The response must consist of each line in the listing that has the word "actions" in it.

=== Begin Enclosure ===

PR #1188, opened 2024-07-24
.tekton/pull-request: run conditionally

chmeliik:
Don't run the pipeline if the only changed files are

- `*.md`
- `.github/*`
- `renovate.json`

Note that a similar attempt was made in https://github.com/konflux-ci/build-definitions/pull/524, which took the approach of enumerating every file/directory which _should_ trigger the pipeline (maybe `files.all` wasn't available at the time). This PR takes the opposite approach.

### DIFF
--- a/.tekton/pull-request.yaml
+++ b/.tekton/pull-request.yaml
@@ -4,7 +4,15 @@ kind: PipelineRun
 metadata:
   name: build-definitions-pull-request
   annotations:
-    pipelinesascode.tekton.dev/on-cel-expression: (event == "pull_request" && target_branch == "main" && ( !has(body.pull_request) || !body.pull_request.draft) ) || (event == "push" && target_branch.startsWith("gh-readonly-queue/main/"))
+    pipelinesascode.tekton.dev/on-cel-expression: |
+      (
+          // PR to "main" branch, not draft
+          event == "pull_request" && target_branch == "main"
+          && (!has(body.pull_request) || !body.pull_request.draft)
+      ) || (
+          // PR enters the merge queue
+          event == "push" && target_branch.startsWith("gh-readonly-queue/main/")
+      )
     pipelinesascode.tekton.dev/task: "[task/git-clone/0.1/git-clone.yaml, .tekton/tasks/buildah.yaml, .tekton/tasks/yaml-lint.yaml, .tekton/tasks/e2e-test.yaml, task/sast-snyk-check/0.1/sast-snyk-check.yaml]"
     pipelinesascode.tekton.dev/task-2: "yaml-lint"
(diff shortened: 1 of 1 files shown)


chmeliik:
Tested the expression in https://playcel.undistro.io/ with variations of the following input

```yaml
# Here is the input data in YAML or JSON format.

event: push
target_branch: gh-readonly-queue/main/

body:
  pull_request:
    draft: false

files:
  all:
  - "README.md"
  - "renovate.json"
  - ".github/workflows/checkton.yaml"
```

.tekton/pull-request.yaml
```diff
@@ -17,7 +17,7 @@ metadata:
       ) && (
           // Don't run pipeline if only these files changed. Note that 'files.all' is an object
           // coming from PaC (list of all changed files) while the second 'all' is a CEL macro.
-          !files.all.all(x, x.matches(r"^(renovate\.json|.*\.md|\.github/.*)$"))
+          !files.all.all(x, x.matches(r"^(renovate\.json|.*\.md|\.github/.*|\.tekton/.*)$"))
```
MartinBasti, line 20: Why do we want to exclude .tekton?

I'd like to see if changes in tekton are valid and will pass testing before merging them

chmeliik: Yeah I'm just testing if the exclusion works (and found out that `Red Hat Konflux / build-definitions-pull-request` somehow became a required check, so we'll need to disable that)

chmeliik: \o/ thanks @arewm for removing the required check, now PRs wil no longer be blocked in cases where the .tekton/pull-request pipeline doesn't need to run

chmeliik: Dropped the `temp` commit, ready for review

chmeliik:
As @arewm found out, making the Konflux pipeline a not-required check means that if you press the `Merge when ready` button, github will not wait for the pipeline to finish.

There have been many requests for GitHub to make the "required check is skippable" behavior sane (https://github.com/orgs/community/discussions/13690), but until that happens, we can't go with this approach.

zregvart:
Perhaps this could be an enhancement in Pipelines as Code, mark skipped Pipelines as successful?

zregvart:
https://github.com/openshift-pipelines/pipelines-as-code/issues/1746 if anyone wants to follow up with comments.

chmeliik:
> [openshift-pipelines/pipelines-as-code#1746](https://github.com/openshift-pipelines/pipelines-as-code/issues/1746) if anyone wants to follow up with comments.

Nice, thanks for filing that. For our use case, we can probably add something to the pipeline to skip just the e2e-tests task, as that's the main one we really care about.

But this does seem like it could be a useful generic PaC feature

PR #1189, opened 2024-07-24
CI: avoid false-positive $(params.*) detection

chmeliik:
Previously, the yaml-lint task (the custom script that checks for $(params.*) usage) would flag false positives such as

    echo "set params.SOME_PARAM to do X"

Make the regex match actual param usage more closely

### DIFF
--- a/.tekton/tasks/yaml-lint.yaml
+++ b/.tekton/tasks/yaml-lint.yaml
@@ -38,7 +38,7 @@ spec:
       script: |
         #!/bin/bash
         for task in $(find task -name '*.yaml'); do
-          if yq '.spec?.steps[] | .script' $task | grep -q 'params\.'; then
+          if yq '.spec?.steps[] | .script' $task | grep -q '\$(params\.'; then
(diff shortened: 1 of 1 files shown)


chmeliik:
Yaml-lint (well, the yaml-lint task, not actual yaml-lint) was flagging https://github.com/konflux-ci/build-definitions/blob/ef146c45dbdc04bad190e3c8538fb73da48f94a9/task/build-vm-image/0.1/build-vm-image.yaml#L162 as param usage

(But only sometimes. The check often doesn't work for some unfathomable reason https://issues.redhat.com/browse/STONEBLD-2167)

arewm (approved):

MartinBasti (approved):

MartinBasti:
/retest

Maybe deleting deleted pipeline shouldn't trigger error
```
      failed to delete PipelineRun "test-comp-jdfh-qxt2s" from "build-templates-e2e" namespace with error: pipelineruns.tekton.dev "test-comp-jdfh-qxt2s" not found

```

PR #1192, opened 2024-07-24
Create the SBOM_BLOB_URL for v0.2 buildah tasks

arewm:
Now that the BASE_IMAGE_DIGESTS result has been removed, there should be enough room for us to re-add the SBOM_BLOB_URL. This will enable EC verification of the SBOM based on the digest which is recorded in the provenenance. It will prevent supply-chain attacks which are driven by modifying the floating tag of the uploaded SBOM.

Even with the referrer's API, the digest can be used to identify which SBOM should be the one built from Konflux.

This was added in #645 and then removed in #654 due to the limitation of Tekton results' size.

### DIFF
--- a/task/buildah/0.2/buildah.yaml
+++ b/task/buildah/0.2/buildah.yaml
@@ -111,6 +111,9 @@ spec:
     name: IMAGE_URL
   - description: Image reference of the built image
     name: IMAGE_REF
+  - name: SBOM_BLOB_URL
+    description: Reference of SBOM blob digest to enable digest-based verification from provenance
+    type: string
   - name: SBOM_JAVA_COMPONENTS_COUNT
     description: The counting of Java components by publisher in JSON format
     type: string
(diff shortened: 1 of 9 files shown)


chmeliik (commented):
I'm not convinced this solves any immediate issues, since EC also reads the SBOM embedded in the image.

But adding the SBOM_BLOB_URL does sound good to me. Can we also stop injecting the SBOM into the image (maybe bump the version to 0.3 for responsible versioning?)

task/buildah/0.2/buildah.yaml
```diff
@@ -111,6 +111,9 @@ spec:
     name: IMAGE_URL
   - description: Image reference of the built image
     name: IMAGE_REF
+  - name: SBOM_BLOB_URL
+    description: Reference of SBOM digest to enable digest-based verification from provenance
```
chmeliik, line 115:
```suggestion
    description: Reference of SBOM blob to enable digest-based verification from provenance
```
Maybe? "Reference of SBOM digest" doesn't fully make sense to me

arewm: Updated it to the blob digest

chmeliik:
>  Can we also stop injecting the SBOM into the image (maybe bump the version to 0.3 for responsible versioning?)

For open-source-ness: discussed on internal slack, decided to defer this to a separate change because it could have some implications

rcerven (approved):

PR #1195, opened 2024-07-25
buildah-rhtap: drop BASE_IMAGES_DIGESTS

chmeliik:
STONEBLD-2326

The result is a Tekton anti-pattern (an unbounded list of items). It can easily cause builds to hit the result size limit.

In the sample RHTAP pipeline, nothing uses this result. Drop it. (In version 0.2 of the task).

### DIFF
--- a/task/buildah-rhtap/0.2/MIGRATION.md
+++ b/task/buildah-rhtap/0.2/MIGRATION.md
@@ -1,0 +1,6 @@
+# Migration from 0.1 to 0.2
+
+Version 0.2:
+
+* Removes the `BASE_IMAGES_DIGESTS` result. Please remove the references to this
+  result (if any) from your pipeline.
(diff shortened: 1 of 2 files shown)


chmeliik:
Note that unlike the regular buildah task, this one doesn't put base images in the SBOM so there's no replacement. But the EC policies in RHTAP don't check base images at all, so that's probably fine.

tkdchen (approved):

tkdchen:
@chmeliik Is it time to merge this pr?

chmeliik:
Ah, I forgot about this one. Actually, let's wait a bit - RHTAP is currently doing the 1.2 release so I'd rather not introduce any changes at the moment

lcarva:
This PR is now obsolete.

PR #1197, opened 2024-07-25
Readme: prefetch-deps: example of usage of configfile

MartinBasti:
Add example how config file should be used

### DIFF
--- a/task/prefetch-dependencies-oci-ta/0.1/README.md
+++ b/task/prefetch-dependencies-oci-ta/0.1/README.md
@@ -5,6 +5,24 @@ application source code are stored as a trusted artifact in the provided OCI rep
 For additional info on Cachi2, see docs at
 https://github.com/containerbuildsystem/cachi2#basic-usage.
 
+## Configuration
+
+Config file must be passed as a YAML string. For all available config options please check
+[available configuration parameters] page.
+
+Example of setting timeouts:
+
+```yaml
+params:
+  - name: config-file-content
+    value: |
+      ---
+      requests_timeout: 300
+      subprocess_timeout: 3600
+```
+
+[available configuration parameters]: https://github.com/containerbuildsystem/cachi2?tab=readme-ov-file#available-configuration-parameters
+
 ## Parameters
 |name|description|default value|required|
 |---|---|---|---|
--- a/task/prefetch-dependencies/0.1/prefetch-dependencies.yaml
+++ b/task/prefetch-dependencies/0.1/prefetch-dependencies.yaml
@@ -11,6 +11,24 @@ spec:
   description: |-
     Task that uses Cachi2 to prefetch build dependencies.
     See docs at https://github.com/containerbuildsystem/cachi2#basic-usage.
+
+    ## Configuration
+
+    Config file must be passed as a YAML string. For all available config options please check
+    [available configuration parameters] page.
+
+    Example of setting timeouts:
+
+    ```yaml
+    params:
+      - name: config-file-content
+        value: |
+          ---
+          requests_timeout: 300
+          subprocess_timeout: 3600
+    ```
+
+    [available configuration parameters]: https://github.com/containerbuildsystem/cachi2?tab=readme-ov-file#available-configuration-parameters
   params:
   - description: Configures project packages that will have their dependencies prefetched.
     name: input
--- a/task/prefetch-dependencies-oci-ta/0.1/prefetch-dependencies-oci-ta.yaml
+++ b/task/prefetch-dependencies-oci-ta/0.1/prefetch-dependencies-oci-ta.yaml
@@ -14,6 +14,24 @@ spec:
     application source code are stored as a trusted artifact in the provided OCI repository.
     For additional info on Cachi2, see docs at
     https://github.com/containerbuildsystem/cachi2#basic-usage.
+
+    ## Configuration
+
+    Config file must be passed as a YAML string. For all available config options please check
+    [available configuration parameters] page.
+
+    Example of setting timeouts:
+
+    ```yaml
+    params:
+      - name: config-file-content
+        value: |
+          ---
+          requests_timeout: 300
+          subprocess_timeout: 3600
+    ```
+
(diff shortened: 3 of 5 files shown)


task/prefetch-dependencies-oci-ta/0.1/README.md
```diff
@@ -18,6 +18,21 @@ https://github.com/containerbuildsystem/cachi2#basic-usage.
 |ociArtifactExpiresAfter|Expiration date for the trusted artifacts created in the OCI repository. An empty string means the artifacts do not expire.|""|false|
 |ociStorage|The OCI repository where the Trusted Artifacts are stored.||true|
 
+### Config file usage
```
MartinBasti, line 21: `hack/generate-ta-tasks.sh` tries to remove it from here

brunoapimentel:
Not sure if it's just for me, but when I check the README I don't see the link in `available configuration parameters` being rendered: 
https://github.com/konflux-ci/build-definitions/blob/6d5f1541435af4b363dc3914594cfc21978abb35/task/prefetch-dependencies-oci-ta/0.1/README.md

task/prefetch-dependencies-oci-ta/0.1/README.md
chmeliik: I think `generate-ta-tasks` uses the generate-readme script to generate the README. (And the next time someone runs that script manually, it would remove your changes). You would need to add this to the `description` of the task, not directly to the README

task/prefetch-dependencies-oci-ta/0.1/README.md
```diff
@@ -18,6 +18,21 @@ https://github.com/containerbuildsystem/cachi2#basic-usage.
...
+Config file must be passed as a YAML string. For all available config options please check [available configuration parameters]("https://github.com/containerbuildsystem/cachi2?tab=readme-ov-file#available-configuration-parameters") page.
+
+Example of setting timeouts:
+
+```yaml
+params:
+    - name: config-file-content
+      value: |
+         ---
+         requests_timeout: 300
```
chmeliik, line 32: Just an FYI (not a request to change anything either in cachi2 or the docs): the timeout has a very different meaning for `requests` and for `aiohttp`.

For `requests`, it's the timeout for establishing the connection and the timeout between receiving some bytes from the server https://requests.readthedocs.io/en/latest/user/advanced/#timeouts

For `aiohttp`, it's the overall timeout for the whole download

As I found out in this flame-war of a thread https://github.com/aio-libs/aiohttp/issues/2249

eskultety: Yes it is, but I really didn't want to bother with connection and read timeout values in the aiohttp structure, because realistically the user cares only about the operation as a unit and from that POV the timeout here behaves the same in both cases, it's a cumulative value.

chmeliik: > (is it that very different though?)

My understanding was that `requests` with a timeout of 1 minute will happily keep downloading for an hour if the server sends something every minute

While `aiohttp` will abort after a minute

MartinBasti: This is wrong PR to discuss this :D

MartinBasti:
> Not sure if it's just for me, but when I check the README I don't see the link in `available configuration parameters` being rendered: https://github.com/konflux-ci/build-definitions/blob/6d5f1541435af4b363dc3914594cfc21978abb35/task/prefetch-dependencies-oci-ta/0.1/README.md

you are right, it worked only in my IDE :D

task/prefetch-dependencies-oci-ta/0.1/README.md
MartinBasti: I'm not very happy about adding it into description, formatting cannot be so rich and also describing something that's defined in later section seems off.

MartinBasti: I also cannot add example into param description as there are tools which are using that field and doesn't parse markdown

I can probably just keep it documented in original task only

MartinBasti: We need readme templating :D

chmeliik: Works fine for https://github.com/konflux-ci/build-definitions/blob/c22a0bb0d4bcbaebb27fd4ceb317ae71b3ddae85/task/upload-sbom-to-trustification/0.1/upload-sbom-to-trustification.yaml#L8-L30

But yes, we do need README templating

MartinBasti: How does it look in konflux webUI?

chmeliik: You can view task descriptions in Konflux web UI? :open_mouth:

MartinBasti: image
 it seems that it can parse markdown

MartinBasti: Updated, I think that this could work

chmeliik: Nice

task/prefetch-dependencies/0.1/prefetch-dependencies.yaml
```diff
@@ -11,6 +11,24 @@ spec:
...
+
+    Example of setting timeouts:
+
+    ```yaml
+    params:
+      - name: config-file-content
+        value: |
+          ---
+          requests_timeout: 300
+          subprocess_timeout:3600
```
chmeliik, line 28:
```suggestion
          subprocess_timeout: 3600
```

chmeliik (approved):
LGTM, one formatting issue

task/prefetch-dependencies/0.1/prefetch-dependencies.yaml
MartinBasti: oh I failed horribly, fixed

PR #1198, opened 2024-07-25
Ensure that /shared/base_images_digests exists

arewm:
When there are no base images (i.e. it is FROM scratch), we need to make sure that the base_images_digests file exists.


rcerven (approved):

chmeliik:
Thanks for fixing, I created a regression when dropping the BASE_IMAGES_DIGESTS results

PR #1203, opened 2024-07-26
Attach a patch for needed updates to the TA Tasks

zregvart:
When the workflow fails it should attach a patch that folk can apply to get the needed changes on their PR.

Reference: https://issues.redhat.com/browse/EC-769

### DIFF
--- a/.github/workflows/check-ta.yaml
+++ b/.github/workflows/check-ta.yaml
@@ -10,4 +10,11 @@ jobs:
       - name: Check out code
         uses: actions/checkout@v4
       - name: Check Trusted Artifact variants
+        id: check
         run: hack/generate-ta-tasks.sh
+      - name: Attach patch
+        if: ${{ always() && steps.check.conclusion == 'failure' }}
+        uses: actions/upload-artifact@v4
+        with:
+          name: Trusted artifacts patch
+          path: ./ta.patch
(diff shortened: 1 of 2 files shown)


.github/workflows/check-ta.yaml
```diff
@@ -11,3 +11,9 @@ jobs:
         uses: actions/checkout@v4
       - name: Check Trusted Artifact variants
         run: hack/generate-ta-tasks.sh
+      - name: Attach patch
```
arewm, line 14: Where does this attachment happen? Can you trigger a test on this PR or will the PR only use the workflows from main?

zregvart: The patch will be uploaded to GitHub and served from the "Summary" page, [here is one](https://github.com/konflux-ci/build-definitions/actions/runs/10113623566?pr=1203) from a previous run that I had intentionally made to fail.

chmeliik: I wouldn't know to go to the Summary page. I think I'd be confused about where to get the `ta.patch`.

For users of the `gh` CLI, the message could give executable instructions:

```bash
gh run download "$GITHUB_RUN_ID" -n 'Trusted artifacts patch'
git apply ta.patch
```

(GITHUB_RUN_ID should be injected automatically into the GH runner environment)

For others, telling them to go to the Summary page would help

lcarva (approved):

robnester-rh (approved):
lgtm

PR #33, opened 2020-07-29
Extension: connect to sentiment analysis service

chenzizhao:
I extracted the functions that calls the server (`getToxicityAnaylsisMsg`, `getSentimentAnaylsisMsg`) from background.js. The new file background.html allows for importing in background.js. 

I implemented `getSentimentAnaylsisMsg()` the same as `analyzeVideo()` in src/main/webapp/scripts/analyze.js. However, instead of GET from the servlet `/sentiment?video-id=`, I requested to `https://step70-2020.appspot.com/sentiment?video-id=`. 

**Issue**: Cross-origin resource sharing (CORS)
- If the request mode is set to `cors` (default), it returns an error 
```
Access to fetch at 'https://step70-2020.appspot.com/sentiment?video-id=QUmbwTD8pAY' 
from origin 'chrome-extension://ccoccngopkngafeanfogojgllljpfghd' has been blocked by CORS policy: 
No 'Access-Control-Allow-Origin' header is present on the requested resource. 
If an opaque response serves your needs, set the request's mode to 'no-cors' 
to fetch the resource with CORS disabled.
```
- If the request mode is set to `no-cors`, the correct response is received. The content can be viewed in chrome dev tools but is hidden from the front end javascript (response.status=0, response.ok=false, response.message=undefined). 
- I referenced this thread https://stackoverflow.com/questions/43262121/trying-to-use-fetch-and-pass-in-mode-no-cors and got around the problem by adding a CORS proxy. I doubt if this is a good/safe solution. Any thoughts?


ajpaon:
Instead of using a proxy, does the request work if we request permission for https://step70-2020.appspot.com/ in the manifest?

As described here: https://developer.chrome.com/extensions/xhr#requesting-permission

chenzizhao:
Thanks it worked! I should've asked sooner

chrome-extension/service.js
```diff
@@ -0,0 +1,37 @@
+/**  
+ * @param {String} linkUrl, to be analyzed
+ * @returns {String} sentiment analysis message
+ */
+async function getSentimentAnaylsisMsg(linkUrl) {
+  // TODO use regular expression 
+  const videoId = linkUrl.split('v=')[1];
```
nif33, line 7: I have made a function that gets parses url to id using regex. its in script.js called `getVideoId` I think, can you copy it and use it over here

chrome-extension/service.js
```diff
@@ -0,0 +1,37 @@
...
+    .then(response => {
+      if (response.ok) {
+        return response.json();
+      } else {
+        throw new Error(response.statusText);
+      }
+    })
+    .then(videoAnalysis => {
+      if (videoAnalysis.scoreAvailable) {
+        return videoAnalysis.score.toString() + ' out of ±1';
```
nif33, line 18: I changed this in a recent PR to parse it into a nice fraction /10 (I read that it is good to convert to scales that users are familiar with), the function to do this is sentimentScoreToNumerator(score) in script.js, could you use it here.

chrome-extension/service.js
chenzizhao: Done thanks

chrome-extension/service.js
chenzizhao: Done thanks!

PR #36, opened 2020-07-31
Display videos on popular.js page

nif33:
video-class.js adds a classes and stores the important data from the list video API call in a easy-to-access way.
recommended-video-display.js handles creating video cards from Video objects and adding them to the page.
currently, cards do not link to anything (this is changed in a later PR)
tests were separated into 3 files, and popular-test.js was modified for the new video display

Screenshot 2020-07-30 at 4 59 20 PM


src/main/webapp/comment-tests.html
```diff
@@ -0,0 +1,32 @@
...
+  <script src="https://unpkg.com/qunit-dom/dist/qunit-dom.js"></script>
+  <script src="https://sinonjs.org/releases/sinon-9.0.0.js"></script>
+  <script src="https://apis.google.com/js/api.js"></script>
+  <script src="scripts/script.js"></script>
+  <script type="module" src="scripts/tests/comment-post-test.js"></script>
+  <script defer type="module" src="scripts/tests/comment-post-test.js"></script>
+  <script defer type="module" src="scripts/tests/controller-auth-test.js"></script>
+
+  <!-- Async tests seem to have some conflicts with qunit-fixture.
+  Qunit may have restored the page before assertion happened. -->
```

=== End Enclosure ===

--- TASK RESPONSE ---
         uses: actions/checkout@v4
+        uses: actions/upload-artifact@v4
         uses: actions/checkout@v4
zregvart: The patch will be uploaded to GitHub and served from the "Summary" page, [here is one](https://github.com/konflux-ci/build-definitions/actions/runs/10113623566?pr=1203) from a previous run that I had intentionally made to fail.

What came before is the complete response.